Es war mir daher eine Ehre, Paula ein paar Fragen stellen zu dürfen, die mich selber bewegten, oder die ich immer wieder von Lesern gestellt bekommen habe!

Wie Paula zum Guru wurde? Wie viele Teenager war sie von Akne geplagt. Als nichts half, drehte sie (diese Handbewegung ist mir sehr bekannt) die Fläschchen in ihrem Badezimmer um und war erschrocken, mit welchen heftigen Chemikalien sie versuchte, ihr Hautproblem zu bekämpfen. Sie fand ihren Weg – ohne Aceton, Alkohol & Co und machte es sich zur Aufgabe, dies der Welt zu erzählen, damit auch andere Erfolge mit ihrer Haut haben. 1995 beschließt sie, ihre eigene Gesichtspflegelinie auf den Markt zu bringen – Paula’s Choice. Eine der bekanntesten amerikanischen Pflege-Marken, die es seit letztem Jahr endlich auch in Deutschland gibt.

Beautytalk - Paula Begoun

 

Paula, stimmt es, dass man sich mehr auf die Reinigung konzentrieren sollte als auf die Gesichtspflege?

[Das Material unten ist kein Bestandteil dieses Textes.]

PR #14878, opened 2026-02-09
Fix use_annotated

JavierSanchezCastro:


JavierSanchezCastro:
I remember a PR talking about the parsing of list[str] but I didn't find it, idk if that could be related 🤷🏻‍♂️

Viicos:
This may have implications, see https://github.com/fastapi/fastapi/pull/13314 which is a bit similar but had to be reverted.

tiangolo:
I remember I have touched this a couple of times and it caused unexpected issues in edge cases. I need to do some refactors in the code base and then later I'll change things to depend less on Pydantic internals, that will refactor all this section.

For now I prefer to skip this one. Thanks! :coffee:

PR #14883, opened 2026-02-10
🐛 Fix implicit path params with converters

dawitlabs:
## Summary
  Routes that use path converters (e.g. `{param:path}`) are not detected as path parameters when the parameter is declared implicitly
  (without `Path()`), because `get_path_param_names()` returns the raw token including the converter suffix.

  This causes the parameter to be treated as a query parameter and the request to fail.

  ## Changes Made
  - Strip converter suffixes in `get_path_param_names()` so `{param:path}` is recognized as `param`.
  - Add a regression test that verifies an implicit `param: str` path parameter works with the `path` converter.

  ## Why it matters
  This aligns implicit parameters with explicit `Path()` behavior and restores correct routing for path-converter syntax.

  ## Testing
  - Added a focused test in `tests/test_starlette_urlconvertors.py`.


YuriiMotov (approved):
LGTM!

@Dawaman43, thanks!

YuriiMotov:
@Dawaman43, please don't merge `master` branch so often - it creates noise in the notifications.
We will update branch before final review

dawitlabs:
ok sorry

Kagney00 (approved):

Der Schlüssel zu perfekter Haut ist jedes einzelne Produkt der Gesichtspflege-Routine und nicht nur ein einzelner Teil. Reinigung und Pflege sind sehr wichtig, genau so wichtig sind aber auch Sonnenschutz, Peeling, ein antioxidatives Serum und zusätzliche Produkte, die bei speziellen Problemen (Rötungen, Pigmentflecken, Falten) helfen. Es wird nicht klappen, wenn man versucht, perfekte Haut mit nur einem Produkt zu bekommen. Das wäre genau so, als wenn man nur EIN gesundes Essen oder EIN gesundes Lebensmittel wählen würde.

Glaubst Du an die Theorie „Man fängt mit einem neuen Produkt an – und es wirkt sofort“ oder an „Man fängt mit einem neuen Produkt an, dann muss die Haut erstmal schlechter werden, um danach den Bestzustand zu bekommen“?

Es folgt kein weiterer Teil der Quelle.